* DESCRIPTION OF THE TASK *
Every line that holds the word "resources" needs to be copied from the data below.

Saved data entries
++++++++
PR #164, opened 2020-02-12
add vep to clinvar import

mike-w-wilson:
Added a vep step to the clinvar import per Beryl's suggestion.

### DIFF
--- a/gnomad_hail/resources/grch38/reference_data.py
+++ b/gnomad_hail/resources/grch38/reference_data.py
@@ -6,7 +6,7 @@ from gnomad_hail.resources.resource_utils import (
     import_sites_vcf,
     NO_CHR_TO_CHR_CONTIG_RECODING
 )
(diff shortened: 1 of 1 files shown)


gnomad_hail/resources/grch38/reference_data.py
```diff
@@ -33,6 +34,12 @@ def _import_purcell_5k(path) -> hl.Table:
     return p5k.key_by('locus')
 
 
+def _import_clinvar(**kwargs) -> hl.Table:
+    clinvar = import_sites_vcf(**kwargs)
+    clinvar = hl.vep(clinvar, vep_config_path(ref='GRCh38'))
```
nawatts: Should we use `gnomad_hail.utils.generic.vep_or_lookup_vep` for this?

mike-w-wilson: Good point! I forgot we had it for 38.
++++++++
* YOUR RESPONSE *
--- a/gnomad_hail/resources/grch38/reference_data.py
+++ b/gnomad_hail/resources/grch38/reference_data.py
@@ -6,7 +6,7 @@ from gnomad_hail.resources.resource_utils import (
gnomad_hail/resources/grch38/reference_data.py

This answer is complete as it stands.